Using the data below, output the first line and every line after it up to and including the line containing "-13,8 +13,7 @@", exactly as written and with nothing added.

(Stored data entries)
^^^^^^^^

PR #109, opened 2022-04-19
Removed support for no_std

esteve:
This PR removes support for `no_std`, by removing the dependency for the `spin` crate and the corresponding `cfg()` blocks.

I recall @nnmm saying that `no_std` is broken (https://github.com/ros2-rust/ros2_rust/pull/88#discussion_r835641156) and I thought we might as well just remove support for it and revisit this in the future if we want to.

### DIFF
--- a/rclrs/Cargo.toml
+++ b/rclrs/Cargo.toml
@@ -13,8 +13,7 @@ lock_api = "0.4.5"
 cstr_core = "0.2"
 cty = "0.2"
 core-error = "0.0.0"
-parking_lot = {version = "0.11.2", optional = true}
-spin = "0.9.2"
+parking_lot = "0.11.2"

^^^^^^^^

Reply to the exercise
PR #109, opened 2022-04-19
Removed support for no_std

esteve:
This PR removes support for `no_std`, by removing the dependency for the `spin` crate and the corresponding `cfg()` blocks.

I recall @nnmm saying that `no_std` is broken (https://github.com/ros2-rust/ros2_rust/pull/88#discussion_r835641156) and I thought we might as well just remove support for it and revisit this in the future if we want to.

### DIFF
--- a/rclrs/Cargo.toml
+++ b/rclrs/Cargo.toml
@@ -13,8 +13,7 @@ lock_api = "0.4.5"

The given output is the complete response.